:: WHAT YOU WILL DO ::
The entries shown below should be output exactly as they appear.
======== RECORDS FOR THE TASK ========
Issue #956, opened 2026-07-29
Numeric conversion surface: complete the lossy-pair trio matrix, add bounds, and gate the shape


O6lvl4:
## Motivation

The conversion trio (`to_T` / `to_T_saturating` / `to_T_checked` — Swift's `truncatingIfNeeded` / `clamping` / `exactly`) is complete **only from canonical `Int`** (`stdlib/int.almd`). The eight sized modules (`int8`..`uint64`) expose only the plain truncating form for sized→sized pairs: `uint8.to_int8_checked` does not exist, and neither do bounds constants (`int8` min/max appear as bare literals even inside the stdlib's own saturating bodies).

This is the point-wise-growth failure mode: each function was added where a caller needed it, and nothing asserted the *shape* of the family. Per the new CLAUDE.md rule (**API families are extended by matrix, never point-wise**), this issue completes the matrix AND lands the executable gate that keeps it complete.

## Completeness rule

Over the 9 integer carriers {Int, Int8, Int16, Int32, Int64, UInt8, UInt16, UInt32, UInt64}, for every ordered pair (src, dst), src ≠ dst:

- the plain conversion `src_mod.to_dst` exists (already true today);
- if the pair is **lossy** (src's value range ⊄ dst's range): `to_dst_checked -> Option[Dst]` and `to_dst_saturating -> Dst` MUST exist;
- if the pair is **lossless**: the `_checked`/`_saturating` forms MUST NOT exist (an always-`Some` checked variant is noise in a monomorphic enumerated API — same reasoning as the existing omission of `int.to_int64_checked`).

Lossy sized→sized pairs: 38 (I8:4, I16:5, I32:6, I64:7, U8:1, U16:3, U32:5, U64:7) → **76 new one-line fns**, each a pivot composition `int.to_dst_checked(int.from_src(x))` — no new logic, the Int-side trio is the single source of semantics.

## Bounds

`min_value()` / `max_value()` on all 8 sized modules (16 fns). Named `*_value` because `int.min`/`int.max` are already the binary ops — reusing the bare names with different arity across sibling modules is exactly the kind of naming trap this campaign exists to remove.

## The gate

An in-process matrix test in the `check_stdlib_fn_count` style (module-interface scan): encode each carrier's (min, max) once, compute lossiness per pair, generate the expected name set, and diff it against the actual module interfaces — both directions (missing cell = red, unexpected always-lossless variant = red). A future sized type (or a new conversion family) cannot land with a partial surface.

[...]

PR #969, opened 2026-07-29
Admit the checked numeric conversion family by shape so value-position matches over runtime scrutinees execute

### LINKED ISSUE #958: Value-position variant match with a runtime scrutinee walls the v1 renderer (heap-result match outside the executable subset)
## The gap

An Option/Result `match` whose **result is used as a value** (bound to a `let`, returned, or fed to a call argument) and whose **scrutinee is a runtime value** is an unshipped v1 brick. Two wall spellings of the same gap:

```almd
// (a) let-bound unwrap — "variant (Option/Result) match bound to a let/var
//     outside the executable subset cannot be faithfully computed"
effect fn main() -> Unit = {
  let small: UInt64 = 42
  let v = int.from_uint64_checked(small)!
  println(int.to_string(v))
}
```

```almd
// (b) unwrap chained in call-arg position inside a test fn — "heap-result
//     `match` outside the executable subset cannot be faithfully returned in
//     this brick (would move out an empty deferred heap value)"
test "unwrap a runtime checked result" {
  let u200 = int.to_uint8(200)
  assert_eq(uint8.to_int8_checked(int.to_uint8(5))!.to_int64(), 5)
}
```

Match in **statement** position (arms perform effects) lowers fine, as does `?? fallback` on the same scrutinees — those are the current workarounds.

## Why it surfaced now (#956)

`spec/stdlib/sized_conversion_safety_test.almd` has used `int.to_int8_checked(42)!.to_int64()` for months without walling — but only because its arguments are **literals**, so the whole Option folds at compile time and no runtime match survives to lowering. The #956 matrix test was the first corpus content to unwrap checked conversions of *runtime* values; the walled-real ratchet correctly rejected the five new walls (`2e224741`'s Trust Spine red). The test now uses `(checked(...) ?? sentinel).to_int64()` with a header note; this issue is the brick that would let `!` be written there naturally.

## Relation

Same residue family as the #810 terminal default-deny and the arm-discipline bricks (#907/#945 `lower_scalar_arm`/`lower_heap_result_arm`): what is missing is faithfully *returning* the matched value out of a runtime variant match in value position. For `Option[Int]`/`Option[sized]` the payload is a scalar lane, so a first brick could special-case scalar-payload Option before the general heap-payload case.

O6lvl4:
Fixes #958.

## The gap was an admission drift, not a missing mechanism

The value-position variant match machinery (`try_lower_variant_value_match` — tag-read, run only the taken arm, bind the scalar payload) already existed and is proven. What walled the issue's repros was the SUBJECT admission: `is_self_host_option_module_fn` tracked materialized-Option call results through a hand-enumerated per-fn list, and that list drifted the moment #956 completed the conversion matrix. The matrix spans **10 numeric carrier modules × 58 checked cells**; the list covered 17 (`int` and `float` only) — `int.from_uint64_checked` (repro a) and every sized-module cell (`uint8.to_int8_checked`, repro b) fell to the wall. Exactly the "API families are extended by matrix, never point-wise" failure mode CLAUDE.md warns about, in the compiler's own admission table.

## The fix, applied at the family level

- **Shape rule** replaces the enumerated int/float arms: numeric carrier module × `to_/from_*_checked` name ⇒ admitted. Sound because every cell is self-hosted through the ordinary `some()`/`none` ctor rails and returns a materialized Option over a scalar lane — the invariant the tag-read lowering requires.
- **Derived matrix gate** (`checked_conversion_family_is_admitted`): reads the cell list from the stdlib sources themselves and asserts the predicate admits each (58 cells; floor of 50 guards against the scan going blind). A new cell cannot drift out of the admission again — the point-wise failure mode is structurally closed.
- **C-195** + `spec/wasm_cross/checked_conversion_value_match.almd`: runtime scrutinees (env.args-derived, nothing folds) through let-bound both-arms, call-argument, return-position, the `!` unwrap, and int/float/sized carriers — byte-identical native == wasm (`42 / -1 / 200 / 5 / 7 / fits 12 / overflows`). Interp abstains on `prim.args_get_list`, ledgered.

Both issue repros now run: the (a) let-`!` spelling and the (b) sized-module call-arg spelling, plus the explicit value-position `match` over a runtime scrutinee that reproduced the wall verbatim.

## What stays outside this brick

Heap-payload variant subjects (`Option[String]` arms borrowing the subject slot) remain the documented Camp-4 frontier of `try_lower_variant_value_match` — unchanged by this PR, still an honest wall.

## Verification

| gate | result |
|---|---|
| `cargo test --workspace --no-fail-fast` | green |
| `almide test` (full spec) | 323/323 |
| new fixture, native vs wasm | byte-identical |
| `scripts/check-contracts.sh` | OK — 195 contracts, 324/324 fixtures linked |
| matrix gate | 58 cells admitted |


O6lvl4:
The Coq/PCC gate failure was a REAL find by the caps gate, now fixed in `3fcf94f4`:

**`classify` (the new fixture's fn) breached `mir_calls <= ir_calls` (mir 6 > ir 5).** The counter skips identity int-widening nodes (`int.to_int64`, `int8.to_int64`) by predicate on the assumption the lowering never emits a call for them — true in operand position (`lower_scalar_call_form` elides), but the value-match brick exercised two producers that funneled through `lower_pure_module_value_call` and emitted real `CallFn`s: a widening in ARGUMENT position (`to_int8_checked(int.to_int64(v))`) and one inside a heap-result arm's interpolation part (`"${x.to_int64()}"`).

Fix, per the same-predicate discipline:
- The predicates now have shared `(module, func, args)` cores (`is_identity_int_widening` / `is_float_from_int_prim`) that both the expr-based counter predicate and the lowering consult — one implementation, structurally unable to drift.
- `lower_pure_module_value_call` (the choke point every non-operand producer funnels through) elides both shapes at entry: widening forwards the operand, `float.from_int` emits the single `F64FromInt` prim.
- `ALMIDE_DEBUG_CALL_OPS=1` on `classify_corpus` now dumps per-fn call ops — the instrument this diagnosis needed.

Re-verified: fixture breach gone, **whole-corpus wall gate `WALL OK` over 5402 functions**, fixture still byte-identical, `almide test` 323/323, `cargo test --workspace --no-fail-fast` green.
========
:: TASK RESPONSE ::
Issue #956, opened 2026-07-29
Numeric conversion surface: complete the lossy-pair trio matrix, add bounds, and gate the shape


O6lvl4:
## Motivation

The conversion trio (`to_T` / `to_T_saturating` / `to_T_checked` — Swift's `truncatingIfNeeded` / `clamping` / `exactly`) is complete **only from canonical `Int`** (`stdlib/int.almd`). The eight sized modules (`int8`..`uint64`) expose only the plain truncating form for sized→sized pairs: `uint8.to_int8_checked` does not exist, and neither do bounds constants (`int8` min/max appear as bare literals even inside the stdlib's own saturating bodies).

This is the point-wise-growth failure mode: each function was added where a caller needed it, and nothing asserted the *shape* of the family. Per the new CLAUDE.md rule (**API families are extended by matrix, never point-wise**), this issue completes the matrix AND lands the executable gate that keeps it complete.

## Completeness rule

Over the 9 integer carriers {Int, Int8, Int16, Int32, Int64, UInt8, UInt16, UInt32, UInt64}, for every ordered pair (src, dst), src ≠ dst:

- the plain conversion `src_mod.to_dst` exists (already true today);
- if the pair is **lossy** (src's value range ⊄ dst's range): `to_dst_checked -> Option[Dst]` and `to_dst_saturating -> Dst` MUST exist;
- if the pair is **lossless**: the `_checked`/`_saturating` forms MUST NOT exist (an always-`Some` checked variant is noise in a monomorphic enumerated API — same reasoning as the existing omission of `int.to_int64_checked`).

Lossy sized→sized pairs: 38 (I8:4, I16:5, I32:6, I64:7, U8:1, U16:3, U32:5, U64:7) → **76 new one-line fns**, each a pivot composition `int.to_dst_checked(int.from_src(x))` — no new logic, the Int-side trio is the single source of semantics.

## Bounds

`min_value()` / `max_value()` on all 8 sized modules (16 fns). Named `*_value` because `int.min`/`int.max` are already the binary ops — reusing the bare names with different arity across sibling modules is exactly the kind of naming trap this campaign exists to remove.

## The gate

An in-process matrix test in the `check_stdlib_fn_count` style (module-interface scan): encode each carrier's (min, max) once, compute lossiness per pair, generate the expected name set, and diff it against the actual module interfaces — both directions (missing cell = red, unexpected always-lossless variant = red). A future sized type (or a new conversion family) cannot land with a partial surface.

[...]

PR #969, opened 2026-07-29
Admit the checked numeric conversion family by shape so value-position matches over runtime scrutinees execute

### LINKED ISSUE #958: Value-position variant match with a runtime scrutinee walls the v1 renderer (heap-result match outside the executable subset)
## The gap

An Option/Result `match` whose **result is used as a value** (bound to a `let`, returned, or fed to a call argument) and whose **scrutinee is a runtime value** is an unshipped v1 brick. Two wall spellings of the same gap:

```almd
// (a) let-bound unwrap — "variant (Option/Result) match bound to a let/var
//     outside the executable subset cannot be faithfully computed"
effect fn main() -> Unit = {
  let small: UInt64 = 42
  let v = int.from_uint64_checked(small)!
  println(int.to_string(v))
}
```

```almd
// (b) unwrap chained in call-arg position inside a test fn — "heap-result
//     `match` outside the executable subset cannot be faithfully returned in
//     this brick (would move out an empty deferred heap value)"
test "unwrap a runtime checked result" {
  let u200 = int.to_uint8(200)
  assert_eq(uint8.to_int8_checked(int.to_uint8(5))!.to_int64(), 5)
}
```

Match in **statement** position (arms perform effects) lowers fine, as does `?? fallback` on the same scrutinees — those are the current workarounds.

## Why it surfaced now (#956)

`spec/stdlib/sized_conversion_safety_test.almd` has used `int.to_int8_checked(42)!.to_int64()` for months without walling — but only because its arguments are **literals**, so the whole Option folds at compile time and no runtime match survives to lowering. The #956 matrix test was the first corpus content to unwrap checked conversions of *runtime* values; the walled-real ratchet correctly rejected the five new walls (`2e224741`'s Trust Spine red). The test now uses `(checked(...) ?? sentinel).to_int64()` with a header note; this issue is the brick that would let `!` be written there naturally.

## Relation

Same residue family as the #810 terminal default-deny and the arm-discipline bricks (#907/#945 `lower_scalar_arm`/`lower_heap_result_arm`): what is missing is faithfully *returning* the matched value out of a runtime variant match in value position. For `Option[Int]`/`Option[sized]` the payload is a scalar lane, so a first brick could special-case scalar-payload Option before the general heap-payload case.

O6lvl4:
Fixes #958.

## The gap was an admission drift, not a missing mechanism

The value-position variant match machinery (`try_lower_variant_value_match` — tag-read, run only the taken arm, bind the scalar payload) already existed and is proven. What walled the issue's repros was the SUBJECT admission: `is_self_host_option_module_fn` tracked materialized-Option call results through a hand-enumerated per-fn list, and that list drifted the moment #956 completed the conversion matrix. The matrix spans **10 numeric carrier modules × 58 checked cells**; the list covered 17 (`int` and `float` only) — `int.from_uint64_checked` (repro a) and every sized-module cell (`uint8.to_int8_checked`, repro b) fell to the wall. Exactly the "API families are extended by matrix, never point-wise" failure mode CLAUDE.md warns about, in the compiler's own admission table.

## The fix, applied at the family level

- **Shape rule** replaces the enumerated int/float arms: numeric carrier module × `to_/from_*_checked` name ⇒ admitted. Sound because every cell is self-hosted through the ordinary `some()`/`none` ctor rails and returns a materialized Option over a scalar lane — the invariant the tag-read lowering requires.
- **Derived matrix gate** (`checked_conversion_family_is_admitted`): reads the cell list from the stdlib sources themselves and asserts the predicate admits each (58 cells; floor of 50 guards against the scan going blind). A new cell cannot drift out of the admission again — the point-wise failure mode is structurally closed.
- **C-195** + `spec/wasm_cross/checked_conversion_value_match.almd`: runtime scrutinees (env.args-derived, nothing folds) through let-bound both-arms, call-argument, return-position, the `!` unwrap, and int/float/sized carriers — byte-identical native == wasm (`42 / -1 / 200 / 5 / 7 / fits 12 / overflows`). Interp abstains on `prim.args_get_list`, ledgered.

Both issue repros now run: the (a) let-`!` spelling and the (b) sized-module call-arg spelling, plus the explicit value-position `match` over a runtime scrutinee that reproduced the wall verbatim.

## What stays outside this brick

Heap-payload variant subjects (`Option[String]` arms borrowing the subject slot) remain the documented Camp-4 frontier of `try_lower_variant_value_match` — unchanged by this PR, still an honest wall.

## Verification

| gate | result |
|---|---|
| `cargo test --workspace --no-fail-fast` | green |
| `almide test` (full spec) | 323/323 |
| new fixture, native vs wasm | byte-identical |
| `scripts/check-contracts.sh` | OK — 195 contracts, 324/324 fixtures linked |
| matrix gate | 58 cells admitted |


O6lvl4:
The Coq/PCC gate failure was a REAL find by the caps gate, now fixed in `3fcf94f4`:

**`classify` (the new fixture's fn) breached `mir_calls <= ir_calls` (mir 6 > ir 5).** The counter skips identity int-widening nodes (`int.to_int64`, `int8.to_int64`) by predicate on the assumption the lowering never emits a call for them — true in operand position (`lower_scalar_call_form` elides), but the value-match brick exercised two producers that funneled through `lower_pure_module_value_call` and emitted real `CallFn`s: a widening in ARGUMENT position (`to_int8_checked(int.to_int64(v))`) and one inside a heap-result arm's interpolation part (`"${x.to_int64()}"`).

Fix, per the same-predicate discipline:
- The predicates now have shared `(module, func, args)` cores (`is_identity_int_widening` / `is_float_from_int_prim`) that both the expr-based counter predicate and the lowering consult — one implementation, structurally unable to drift.
- `lower_pure_module_value_call` (the choke point every non-operand producer funnels through) elides both shapes at entry: widening forwards the operand, `float.from_int` emits the single `F64FromInt` prim.
- `ALMIDE_DEBUG_CALL_OPS=1` on `classify_corpus` now dumps per-fn call ops — the instrument this diagnosis needed.

Re-verified: fixture breach gone, **whole-corpus wall gate `WALL OK` over 5402 functions**, fixture still byte-identical, `almide test` 323/323, `cargo test --workspace --no-fail-fast` green.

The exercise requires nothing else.